The progress in mmWave technology did not occur overnight. It has been a busy 12 months for Qualcomm working on mmWave technology since the last Mobile World Congress Los Angeles.
Most recently, in September, Qualcomm Technologies, introduced the Qualcomm QTM527 mmWave antenna module for the Snapdragon X55 5G Modem-RF System, delivering the a fully integrated extended-range mmWave solution for 5G fixed wireless access. This allows mobile operators to offer fixed internet broadband services to homes and businesses using their 5G network infrastructure. Before that, in August, Fujitsu Limited and Qualcomm Technologies completed non-standalone (NSA) 5G New Radio (NR) data calls on 3.7 GHz and 4.5 GHz bands and the 28 GHz band. In July, Qualcomm’s 5G NR testing facilities in Europe were expanded to include a new lab dedicated to end-to-end over-the-air (OTA) configurations for 5G NR mmWave.

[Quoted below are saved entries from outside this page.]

PR #31, opened 2017-07-21
[pubsub/query] quote values using single quotes

melekes:
This fixes the problem with base-16 encoded values which may start with
digits: 015AB.... In such cases, the parser recognizes them as numbers
but fails to parse because of the follow-up characters (AB).

```
failed to parse tm.events.type=Tx AND hash=136E18F7E4C348B780CF873A0BF43922E5BAFA63:
parse error near digit (line 1 symbol 31 - line 1 symbol 32):
  "6"
```

So, from now on we should quote any values. This seems to be the way
Postgresql has chosen.


ebuchman:
Can we add a test for this?

Another option is to force hex values to be `0x` prefixed

melekes:
> Can we add a test for this?

What do you mean? I've modified all the test cases.

> Another option is to force hex values to be 0x prefixed

Postgresql does quoting, so it probably will be more familiar to regular folks

ebuchman:
> What do you mean? I've modified all the test cases.

I mean a test for the hex case

> Postgresql does quoting, so it probably will be more familiar to regular folks

Ok. I just want us to be aware of what we're doing elsewhere and try to maintain consistency. I think currently it kind of varies depending on what interfacing you're talking to. Maybe @zramsay can help us document how hex/string/int handling works on all the interfaces so we can standardize. I'm happy to follow the lead of an established player like postgres tho :)

melekes:
> I just want us to be aware of what we're doing elsewhere and try to maintain consistency. I think currently it kind of varies depending on what interfacing you're talking to.

agree.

Almost a year ago, Qualcomm and Nokia achieved OTA 5G NR data calls in both the mmWave and sub-6 GHz spectrum bands, which were compliant with the global 3GPP 5G NR Release 15 specification in NSA mode, using commercially available Nokia AirScale base stations, a mobile smartphone and antenna modules with integrated RF transceiver, RF front-end and antenna elements.